Hamlet
Introduction:
The American actor Edwin Booth as Hamlet, c. 1870 (Photographer: unknown)
Hamlet is a tragedy by William Shakespeare, believed to have been written between 1599 and 1601. The play, set in Denmark, recounts how Prince Hamlet exacts revenge on his uncle Claudius, who has murdered Hamlet's father, the King, and then taken the throne and married Hamlet's mother. The play vividly charts the course of real and feigned madness—from overwhelming grief to seething rage—and explores themes of treachery, revenge, incest, and moral corruption.
Despite much literary detective work, the exact year of writing remains in dispute. Three different early versions of the play have survived: these are known as the First Quarto (Q1), the Second Quarto (Q2) and the First Folio (F1). Each has lines, and even scenes, that are missing from the others. Shakespeare probably based Hamlet on the legend of Amleth, preserved by 13th-century chronicler Saxo Grammaticus in his Gesta Danorum and subsequently retold by 16th-century scholar François de Belleforest, and a supposedly lost Elizabethan play known today as the Ur-Hamlet.
Given the play's dramatic structure and depth of characterization, Hamlet can be analyzed, interpreted and argued about from many perspectives. For example, commentators have puzzled for centuries about Hamlet's hesitation in killing his uncle. Some see it as a plot device to prolong the action, and others see it as the result of pressure exerted by the complex philosophical and ethical issues that surround cold-blooded murder, calculated revenge and thwarted desire. More recently, psychoanalytic critics have examined Hamlet's unconscious desires, and feminist critics have re-evaluated and rehabilitated the often maligned characters of Ophelia and Gertrude.
Hamlet is Shakespeare's longest play, and among the most powerful and influential tragedies in the English language. It provides a storyline capable of "seemingly endless retelling and adaptation by others".[1] During Shakespeare's lifetime the play was one of his most popular works,[2] and it still ranks high among his most-performed, topping, for example, the Royal Shakespeare Company's list since 1879.[3] It has inspired writers from Goethe and Dickens to Joyce and Murdoch, and has been described as "the world's most filmed story after Cinderella".[4] The title role was almost certainly created for Richard Burbage, the leading tragedian of Shakespeare's time.[5] In the four hundred years since, it has been played by the greatest actors, and sometimes actresses, of each successive age.
Quotes
To be, or not to be: that is the question". - (Act III, Scene I).

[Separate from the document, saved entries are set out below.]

PR #222, opened 2026-09-19
Add original LFM2.5-Audio-1.5B evaluation

kadirnar:
Local evaluation of the original `LiquidAI/LFM2.5-Audio-1.5B` on RTX 5070 Ti: 8 datasets, 74,443 utterances.

| Dataset | WER (%) |
| --- | ---: |
| AMI Cleaned | 13.83 |
| Earnings22 Cleaned AA (chunked) | 10.38 |
| GigaSpeech Cleaned | 9.27 |
| LibriSpeech test.clean | 1.58 |
| LibriSpeech test.other | 3.93 |
| SPGISpeech | 2.45 |
| Voice Arena Monsoon (en-IN) | 5.07 |
| VoxPopuli Cleaned AA | 2.94 |
| **Average** | **6.18** |

Aggregate local RTFx: **34.43**. H200 measurements are pending.


kadirnar:
I tested it with the Liquid-Audio repository. It has the same WER rate.

ebezzam:
thanks @kadirnar! I'll try to get in by the end of next week (maybe this one if time permits 😄)

liquid_audio/Dockerfile
ebezzam: could you instead make an HF space with the Dockerfile? Similar to the ones here: https://huggingface.co/collections/hf-audio/open-asr-leaderboard-eval-configurations

liquid_audio/requirements.txt
ebezzam: like the Dockerfile, we don't need this here and can be in the HF Space!

liquid_audio/submit_jobs.sh
```diff
@@ -0,0 +1,82 @@
+#!/usr/bin/env bash
+# Dry run by default. RUN_LOCAL=1 evaluates locally; RUN_JOBS=1 submits HF Jobs.
+set -euo pipefail
+
+SPACE="${SPACE:-}"
```
ebezzam: you can set the HF space here

liquid_audio/submit_jobs.sh
```diff
@@ -0,0 +1,82 @@
...
+
+selected=0
+for entry in "${DATASETS[@]}"; do
+  read -r label config split dataset_path <<< "$entry"
+  if [[ -n "$ONLY_DATASETS" && " $ONLY_DATASETS " != *" $label "* ]]; then
+    continue
+  fi
+  selected=$((selected + 1))
+  [[ "$config" != - ]] || config=""
+  if [[ "$RUN_LOCAL" == 1 ]]; then
```
ebezzam: let's also inject the normalizer from the repo like [this](https://github.com/huggingface/open_asr_leaderboard/blob/6fec425b243962c0e7fd0b36b9b5841aef676c0a/transformers/submit_jobs_whisper.sh#L121)

ebezzam (commented):
Some comments to align with the other scripts/models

"Neither a borrower nor a lender be; For loan oft loses both itself and friend, and borrowing dulls the edge of husbandry". - (Act I, Scene III).
"This above all: to thine own self be true". - (Act I, Scene III).
"Though this be madness, yet there is method in 't.". - (Act II, Scene II).
"That it should come to this!". - (Act I, Scene II).
"There is nothing either good or bad, but thinking makes it so". - (Act II, Scene II).
"What a piece of work is man! how noble in reason! how infinite in faculty! in form and moving how express and admirable! in action how like an angel! in apprehension how like a god! the beauty of the world, the paragon of animals! ". - (Act II, Scene II).
"The lady doth protest too much, methinks". - (Act III, Scene II).
"In my mind's eye". - (Act I, Scene II).
"A little more than kin, and less than kind". - (Act I, Scene II).
"The play 's the thing wherein I'll catch the conscience of the king". - (Act II, Scene II).
"And it must follow, as the night the day, thou canst not then be false to any man". - (Act I, Scene III)."This is the very ecstasy of love". - (Act II, Scene I).
"Brevity is the soul of wit". - (Act II, Scene II).
"Doubt that the sun doth move, doubt truth to be a liar, but never doubt I love". - (Act II, Scene II).
"Rich gifts wax poor when givers prove unkind". - (Act III, Scene I).
"Do you think I am easier to be played on than a pipe?" - (Act III, Scene II).
"I will speak daggers to her, but use none". - (Act III, Scene II).
"When sorrows come, they come not single spies, but in battalions". - (Act IV, Scene V).